乗馬
「罪は贖われた。それでは解散」
兵士たちは、みな満足したように天幕の前を去っていく。ホエテテとジンベジは、押さえつけていたユリアンカを離して、こちらに指示を求める視線を送ってきたので、首を横に振って立ち去るようにうながした。
テーブルに伏しているユリアンカの、後ろ手に縛った紐を引っ張って体を起こす。
ユリアンカの顔は赤く上気し、目には涙が浮かんでいたが、なにもいわなかった。
「腹が立つなら、兄のハーラントに告げればいい。もしハーラントが私を殺すというのなら、それに従おう。だが、あなたが私を殺すと人間とキンネク族のあいだで戦争が起きる。ナユーム族を相手にするだけでも大変なのに、君たちは挟み撃ちにされることになるぞ」
私が殺されたからといって、ワビ大隊長が鬼角族を攻撃するとは思えないが、この嘘がユリアンカに私の殺害を思いとどまらせる効果があるかもしれない。
「明日朝いちばんに、ここを出てハーラントに会いにいく。ここに残しておくわけにもいかないので、三人の侍女も一緒に来てもらいたい。今晩のうちに準備をしておいてくれ」
そういい残し、ユリアンカを置いて本部天幕に戻る。メチャクチャに壊された収納箱の書類を、とりあえず鍵のかかる箱に移さなければならない。馬の準備も必要だ。今晩は眠れそうになかった。
翌朝、起床の鐘が鳴る前に、天幕の前でホエテテとジンベジが旅の荷物を準備して待っていた。

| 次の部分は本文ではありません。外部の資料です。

PR #36521, opened 2020-05-18
[Expression] Do not transform NULL integer as 0 when concat

### LINKED ISSUE #36112: Using concat(field1, field2) concatenates 0 instead of empty string (``''``) if any of the fields is NULL
**Describe the bug**

**How to Reproduce**
Using concat(field1, field2) concatenates ``0`` instead of empty string (``''``) if field2 is NULL.
The field2 is integer.

For a ``field1`` of text type having value ``test``, ``field2`` type integer and NULL (no value).
A label using ``concat(field1,field2)`` expression returns ``test0`` instead of the expected ``test`` (adds a ``0`` instead of an empty string)

I can expand the expression with an IF statement to solve it but.. it's a bug, right?

**QGIS and OS versions**

QGIS 3.10.5 Windows and Debian Bullseye

troopa81:
## Description

Fixes #36112

Providers returns QVariant ( QVariant::Int ) for null integer, which converts to "0" as a string. This PR proposes to not concat null values. 

The issue doesn't occured for OGR data (GPKG for instance) because this provider [returns a null QString](https://github.com/qgis/QGIS/blob/master/src/core/qgsogrutils.cpp#L318) for any null values while others provider don't ([spatialite](https://github.com/qgis/QGIS/blob/master/src/providers/spatialite/qgsspatialitefeatureiterator.cpp#L609), [postgres](https://github.com/qgis/QGIS/blob/master/src/providers/postgres/qgspostgresprovider.cpp#L4679), [delimitedtext](https://github.com/qgis/QGIS/blob/master/src/providers/delimitedtext/qgsdelimitedtextfeatureiterator.cpp#L476))

### DIFF
--- a/tests/src/core/testqgsexpression.cpp
+++ b/tests/src/core/testqgsexpression.cpp
@@ -3893,7 +3893,7 @@ class TestQgsExpression: public QObject
 
     void testConcatNULLAttributeValue()
     {
-      // Test that null integer values comming from provider are not transformed as 0
+      // Test that null integer values coming from provider are not transformed as 0
       // https://github.com/qgis/QGIS/issues/36112
 
       QgsFields fields;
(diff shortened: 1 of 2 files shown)


tests/src/core/testqgsexpression.cpp
```diff
@@ -3891,6 +3891,26 @@ class TestQgsExpression: public QObject
       QCOMPARE( QgsExpression::replaceExpressionText( input, &context ), expected );
     }
 
+    void testConcatNULLAttributeValue()
+    {
+      // Test that null integer values comming from provider are not transformed as 0
```
elpaso, line 3896:
```suggestion
      // Test that null integer values coming from provider are not transformed as 0
```

tests/src/core/testqgsexpression.cpp
```diff
@@ -3891,6 +3891,26 @@ class TestQgsExpression: public QObject
...
+      // https://github.com/qgis/QGIS/issues/36112
+
+      QgsFields fields;
+      fields.append( QgsField( QStringLiteral( "foo" ), QVariant::Int ) );
+
+      QgsFeature f;
+      f.initAttributes( 1 );
+      f.setAttribute( 0, QVariant( QVariant::Int ) );
```
elpaso, line 3904: can you also test `QVariant(  )` ? (it should give the same result)

elpaso (approved):

tests/src/core/testqgsexpression.cpp
troopa81: Yes, done

nyalldawson:
Travis is just being vindictive here -- he knows Github Actions is gunning for his job, so he's being petty

Issue #35671, opened 2020-04-08
Shape Digitizing 3-Point Rectangle Tool always creates 3D Polygon


ScottWerkema:
**Describe the bug**

When using the Shape Digitizing toolbar to create a 3-Point Rectangle (distance and projected), the resultant polygon is always 3D even on a 2D layer. 

**How to Reproduce**

1. Add a layer to a QGIS where the geometry type is a 2D polygon. In my case, this is a PostGIS layer. `geom geometry(Polygon,3857) NOT NULL`
Created using `SELECT AddGeometryColumn ('my_schema','my_spatial_table','geom',3857,'POLYGON',2);`
2. Use the "Add rectangle from 3 points" (either variant) to digitize a rectangle. 
3. Note the resultant rectangle is a 3D polygon and you are unable to save edits to this layer now.

Using other shape tools on the toolbar behave as expected. 

**Expected Result**
The 3-Point rectangle tool should create a 2D polygon for a 2D layer and a 3D polygon for a 3D layer.

**QGIS and OS versions**
macOS 10.15.4
QGIS
3.12.0
3.13 nightly (2020-04-07)

**Additional context**

This appears to be a regression in 3.12 as 3.10 and lower behave as expected.

gioman:
> This appears to be a regression in 3.12 as 3.10 and lower behave as expected.

I confirm the issue but I see the same problem on 3.10.4 I have not tested 3.4

gioman:
Working ok on 3.8, confirmed regression.

haubourg:
Cc @lbartoletti

Issue #35043, opened 2020-03-12
Can not create "Rectangle from 3 Points" in Scratch Layer or GPKG


thillyard:
**Describe the bug**
When attempting to "Create a rectangle from 3 Points" with either of the two methods given. The user is unable to commit changes to the layer. This seems to occur for GPKG, spatialite and Scratch layers, but works as expected with Shapefile Layers

**How to Reproduce**
1. Start with a blank map canvas add a scratch polygon layer
2. choose either of the "Add Rectangle by 3 Points options
![image](https://user-images.githubusercontent.com/44821733/76572225-69a8c280-6509-11ea-9720-2c0aa5a282de.png)
3. create a polygon
4. attempt to commit the edits
5. See error -->
![image](https://user-images.githubusercontent.com/44821733/76572085-fef78700-6508-11ea-8f6a-d5797ee167ce.png)

**QGIS and OS versions**

QGIS version
3.12.0-București
QGIS code revision
cd141490ec
Compiled against Qt
5.11.2
Running against Qt
5.11.2
Compiled against GDAL/OGR
3.0.4
Running against GDAL/OGR
3.0.4
Compiled against GEOS
3.8.0-CAPI-1.13.1
Running against GEOS
3.8.0-CAPI-1.13.1 
Compiled against SQLite
3.29.0
Running against SQLite
3.29.0
PostgreSQL Client Version
11.5
SpatiaLite Version
4.3.0
QWT Version
6.1.3
QScintilla2 Version
2.10.8
Compiled against PROJ
6.3.1
Running against PROJ
Rel. 6.3.1, February 10th, 2020
OS Version
Windows 10 (10.0)
Active python plugins
crayfish; 
DigitizingTools; 
go2streetview; 
icsm_ntv2_transformer; 
kmltools; 
LAStools; 
latlontools; 
mapswipetool_plugin; 
mmqgis; 
NNJoin; 
openlayers_plugin; 
processing_trajectory; 
qconsolidate3; 
qNote; 
SDEllipse; 
SRTM-Downloader; 
StreetView; 
timemanager; 
valuetool; 
db_manager; 
MetaSearch; 
processing

**Additional context**

gioman:
@thillyard if you create your layer as multipolygon then saving the feature created with that tool is ok. I'm not sure if this can be considered a bug or if it is by design.

lbartoletti:
[...]

PR #36523, opened 2020-05-18
Fix rectangle from 3 points

lbartoletti:
## Description

This PR will fix two bugs [1][2]. I don't remember why, it was assumed that the provider automatically applied the 2D/3D conversion.

[1] https://github.com/qgis/QGIS/issues/35043
[2] https://github.com/qgis/QGIS/issues/35671

### DIFF
--- a/src/app/qgsmaptooladdrectangle.cpp
+++ b/src/app/qgsmaptooladdrectangle.cpp
@@ -93,16 +93,25 @@ void QgsMapToolAddRectangle::deactivate( )
   }
 
   mParentTool->clearCurve( );
+
+  QgsVectorLayer *vLayer = static_cast<QgsVectorLayer *>( QgisApp::instance()->activeLayer() );
+  bool is3D = false;
+  if ( vLayer )
+    is3D = QgsWkbTypes::hasZ(vLayer->wkbType());
+
   // keep z value from the first snapped point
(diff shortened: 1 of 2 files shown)


src/app/qgsmaptooladdrectangle.cpp
```diff
@@ -93,16 +93,25 @@ void QgsMapToolAddRectangle::deactivate( )
...
+
+  QgsVectorLayer *vLayer = static_cast<QgsVectorLayer *>( QgisApp::instance()->activeLayer() );
+  bool is3D = false;
+  if ( vLayer )
+    is3D = QgsWkbTypes::hasZ(vLayer->wkbType());
+
   // keep z value from the first snapped point
-  std::unique_ptr<QgsLineString> lineString( mRectangle.toLineString() );
-  for ( const QgsPoint &point : qgis::as_const( mPoints ) )
+  std::unique_ptr<QgsLineString> lineString( mRectangle.toLineString( not is3D ) );
```
nyalldawson, line 103: this isn't python ;)

lbartoletti: Roooh :)
It's a valid C++ keyword :p

nyalldawson (approved):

ツベヒが馬に乗れることは知っていたが、この守備隊の指揮を任せるつもりだったので選ぶわけにはいかなかった。ジンベジは三十名の中で一番の腕利きだし、ホエテテはその体格が鬼角族と遜色ないので、今回の旅には最適だと判断したのだ。問題は二人とも馬に乗ったことがないことだが、習うより慣れろとのことばもあるので、それほど心配はしていなかった。指示通り、ホエテテもジンベジも皮鎧とマントだけを身につけ、腰には鬼角族の大太刀を佩いていた。

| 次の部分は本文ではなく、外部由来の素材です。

PR #36524, opened 2020-05-18
Sensible default field precision for new fields

### LINKED ISSUE #16581: Sensible default width and precision for real columns
Author Name: **Nathanael Boehm** (Nathanael Boehm)
Original Redmine Issue: [7662](https://issues.qgis.org/issues/7662)

Redmine category:gui

---
In current dev 1.9 the default values for Width and Precision when adding a column to a table are 1 and 0 respectively for decimal/real type. It's unlikely that people would use real numbers and use this configuration, so I propose changing the defaults to perhaps Width=10 and Precision=5.

This was discovered when I was adding columns so I could manually move labels and wondered why my labels where disappearing when I saved the layer … to discover they had jumped to near Africa because my coordinates were being saved as 1,0 instead of 149.1178,-35.7456.

---

- [add_column.jpg](https://issues.qgis.org/attachments/download/5582/add_column.jpg) (Nathanael Boehm)

alexbruy:
## Description

Couple of UX fixes related to fields length and precision:
- don't pre-select default geometry type in the new SpatiaLite dialog (consistent with other new layer dialogs)
- field length and precision validators in the New Memory Layer dialog now respect native provider types
- sensible default field precision in the Add Field dialog (same as in Field Calculator, fixes #16581)

### DIFF
--- a/src/app/qgsnewspatialitelayerdialog.cpp
+++ b/src/app/qgsnewspatialitelayerdialog.cpp
@@ -50,15 +50,6 @@ QgsNewSpatialiteLayerDialog::QgsNewSpatialiteLayerDialog( QWidget *parent, Qt::W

「よし、馬に鞍と鐙はつけてある。まずは、馬に慣れるために手綱を引いてついてきて欲しい。その後で乗り方を教える」
ジンベジは楽しそうに馬の手綱を引いて進むが、大男のホエテテは、おっかなびっくりで手綱を持ち、馬がなかなか動かないので苦労していた。私は鐙に左足をかけ、右足を大きく揺らし、その反動で華麗に鞍の上に体を乗せる。ホエテテがみせる尊敬の眼差しが面映ゆいが、乗馬はとにかく慣れることなので、旅の終わりには二人とも立派な騎手になっているだろう。
そのままユリアンカたちの天幕に向かうと、ユリアンカと侍女たちも、すでに旅の支度を終えていた。

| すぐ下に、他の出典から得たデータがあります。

PR #36526, opened 2020-05-18
Revert "[docker] Avoid assuming /dev/tty is usable"

nyalldawson:
This reverts commit ef0bfff02272fe461eab9a7719872859dcb0b4b4.

An attempt to see if this fixes Travis builds...


nyalldawson:
@strk looks like ef0bfff is definitely behind the recent travis breakage. can you find an alternate way around this? (Or maybe make the behaviour dependant on some environment variable so that we can leave the current approach for Travis builds?)

nyalldawson:
Hmmm.. maybe it's not this after all...!

strk:
I'm happy it was not.

PR #36527, opened 2020-05-18
Fix QgsGeometry::closestVertex() to return empty point

uclaros:
## Description
`QgsGeometry::closestVertex()` returns `QgsPointXY( 0, 0 )` instead of an empty point when there is no closest vertex. This was probably a leftover from before the introduction of `QgsPointXY::isEmpty`.
Also fixed a couple of docstrings with the same issue.


nyalldawson:
Thanks! Can we get a unit test too?

uclaros:
Sure! I should also change it to return an empty point if the parameter point is empty. Now it seems to return the closest point to 0,0

nyalldawson (approved):

PR #36532, opened 2020-05-19
Fix symbol layers rendering out of order when using Random Marker Fill

nyalldawson:
When rendering features, split the geometry fetching and preparation stage from the symbol layer rendering stage, and ensure that QgsSymbolLayer::startFeatureRender and ::stopFeatureRender
is correctly called in the right sequence when rendering multi-layer symbols

This fixes issues with symbol layers which rely on startFeatureRender and stopFeatureRender to correctly render, e.g. the Random Marker Fill symbol layer.

Before this fix, the logic looked like:

```
- for every symbol layer in the symbol, call startFeatureRender
- for each part in polygon, prepare the part geometry and then render each symbol layer
- for every symbol layer in the symbol, call stopFeatureRender
```

The issue with this approach is that symbol layers which defer rendering to the stopFeatureRender stage are always rendered after ALL other symbol layers in the symbol, regardless of the actual
order of the symbol layers. Ultimately this causes Random Marker Fill layers to always render on the top of symbols.

The new logic is:
```
- for each part in polygon, prepare the geometry and store the result
- for each symbol layer in the symbol:
   - call startFeatureRender
   - render the layer using each of the previously prepared parts
   - call stopFeatureRender
```

This results in correct stacking of the random marker fill in multi layer symbols, because the stopFeatureRender call is correctly called before the next layer's startFeatureRender and renderPolygon calls

Also, use QVector instead of QList for rings for improved efficiency


nyalldawson:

昨日まであった大きな天幕は影も形もなくなっており、天幕がどこにどう収納されているのかわからないが、侍女たちの乗る馬にはいくつかの大きな袋が結わえつけられている。
「おはよう。お兄さんのところまで行ける食料はあるかな」
「大丈夫」
ユリアンカはそれだけしかいわず、こちらを見ることもなかった。
「それでは出発する。道案内は君たちに頼む。ハーラントにとても大切な話があるんだ。これはお互いにとってとても大切なことだから、私を殺すのはその後にしてもらいたい」
返事もせず、ユリアンカは馬を並足で進めた。待女達もついていく。
私は馬を降り、ジンベジとホエテテに馬に乗ることを試すように指示する。
ジンベジは軽々と鞍の上に腰を落ち着けたが、ホエテテはどうやっても一人では馬に乗れないようだった。ホエテテの尻を押し、鞍の上まで押し上げてやっと騎乗の人にする。
「ジンベジ君とホエテテ君は、しばらくは馬に慣れるため、そのままついてきてくれ」
すばやく馬に乗ると、二人のあいだに割り込み、二頭の馬の尻を手で軽く叩く。やっと馬が動き出したのを確認してから、今度は二頭の前に出て、その先導者となった。